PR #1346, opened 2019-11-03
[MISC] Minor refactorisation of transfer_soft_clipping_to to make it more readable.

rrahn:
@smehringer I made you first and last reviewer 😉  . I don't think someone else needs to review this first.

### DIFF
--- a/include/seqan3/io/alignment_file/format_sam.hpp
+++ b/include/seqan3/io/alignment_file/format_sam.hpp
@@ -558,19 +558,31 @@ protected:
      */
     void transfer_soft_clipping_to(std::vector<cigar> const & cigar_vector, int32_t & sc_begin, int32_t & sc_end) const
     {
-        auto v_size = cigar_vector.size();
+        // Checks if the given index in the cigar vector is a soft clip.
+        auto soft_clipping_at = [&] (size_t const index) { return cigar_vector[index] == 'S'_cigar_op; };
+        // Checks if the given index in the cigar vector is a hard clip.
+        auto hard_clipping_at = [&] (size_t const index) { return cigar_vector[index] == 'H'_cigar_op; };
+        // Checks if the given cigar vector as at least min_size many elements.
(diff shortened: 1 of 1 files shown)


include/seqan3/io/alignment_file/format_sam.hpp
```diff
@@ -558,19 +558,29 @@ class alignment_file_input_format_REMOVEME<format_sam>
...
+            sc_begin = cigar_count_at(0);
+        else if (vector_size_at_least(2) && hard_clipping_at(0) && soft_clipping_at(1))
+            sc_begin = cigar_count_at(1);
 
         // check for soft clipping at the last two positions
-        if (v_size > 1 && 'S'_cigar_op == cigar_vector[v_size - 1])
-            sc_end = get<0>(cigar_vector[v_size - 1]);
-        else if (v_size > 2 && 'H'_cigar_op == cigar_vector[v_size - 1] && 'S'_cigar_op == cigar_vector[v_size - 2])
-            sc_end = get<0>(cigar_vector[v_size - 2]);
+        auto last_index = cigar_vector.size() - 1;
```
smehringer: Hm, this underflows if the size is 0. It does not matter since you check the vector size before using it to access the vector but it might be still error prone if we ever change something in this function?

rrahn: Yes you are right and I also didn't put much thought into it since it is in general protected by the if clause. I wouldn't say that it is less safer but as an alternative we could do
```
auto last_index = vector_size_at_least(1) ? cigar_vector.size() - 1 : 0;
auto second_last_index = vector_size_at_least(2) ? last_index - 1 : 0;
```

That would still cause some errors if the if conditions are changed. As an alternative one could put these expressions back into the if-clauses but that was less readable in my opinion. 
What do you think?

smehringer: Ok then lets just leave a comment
=-=-=-=-=
Write back every line of the material exactly as it was provided.

PR #1346, opened 2019-11-03
[MISC] Minor refactorisation of transfer_soft_clipping_to to make it more readable.

rrahn:
@smehringer I made you first and last reviewer 😉  . I don't think someone else needs to review this first.

### DIFF
--- a/include/seqan3/io/alignment_file/format_sam.hpp
+++ b/include/seqan3/io/alignment_file/format_sam.hpp
@@ -558,19 +558,31 @@ protected:
      */
     void transfer_soft_clipping_to(std::vector<cigar> const & cigar_vector, int32_t & sc_begin, int32_t & sc_end) const
     {
-        auto v_size = cigar_vector.size();
+        // Checks if the given index in the cigar vector is a soft clip.
+        auto soft_clipping_at = [&] (size_t const index) { return cigar_vector[index] == 'S'_cigar_op; };
+        // Checks if the given index in the cigar vector is a hard clip.
+        auto hard_clipping_at = [&] (size_t const index) { return cigar_vector[index] == 'H'_cigar_op; };
+        // Checks if the given cigar vector as at least min_size many elements.
(diff shortened: 1 of 1 files shown)


include/seqan3/io/alignment_file/format_sam.hpp
```diff
@@ -558,19 +558,29 @@ class alignment_file_input_format_REMOVEME<format_sam>
...
+            sc_begin = cigar_count_at(0);
+        else if (vector_size_at_least(2) && hard_clipping_at(0) && soft_clipping_at(1))
+            sc_begin = cigar_count_at(1);
 
         // check for soft clipping at the last two positions
-        if (v_size > 1 && 'S'_cigar_op == cigar_vector[v_size - 1])
-            sc_end = get<0>(cigar_vector[v_size - 1]);
-        else if (v_size > 2 && 'H'_cigar_op == cigar_vector[v_size - 1] && 'S'_cigar_op == cigar_vector[v_size - 2])
-            sc_end = get<0>(cigar_vector[v_size - 2]);
+        auto last_index = cigar_vector.size() - 1;
```
smehringer: Hm, this underflows if the size is 0. It does not matter since you check the vector size before using it to access the vector but it might be still error prone if we ever change something in this function?

rrahn: Yes you are right and I also didn't put much thought into it since it is in general protected by the if clause. I wouldn't say that it is less safer but as an alternative we could do
```
auto last_index = vector_size_at_least(1) ? cigar_vector.size() - 1 : 0;
auto second_last_index = vector_size_at_least(2) ? last_index - 1 : 0;
```

That would still cause some errors if the if conditions are changed. As an alternative one could put these expressions back into the if-clauses but that was less readable in my opinion. 
What do you think?

smehringer: Ok then lets just leave a comment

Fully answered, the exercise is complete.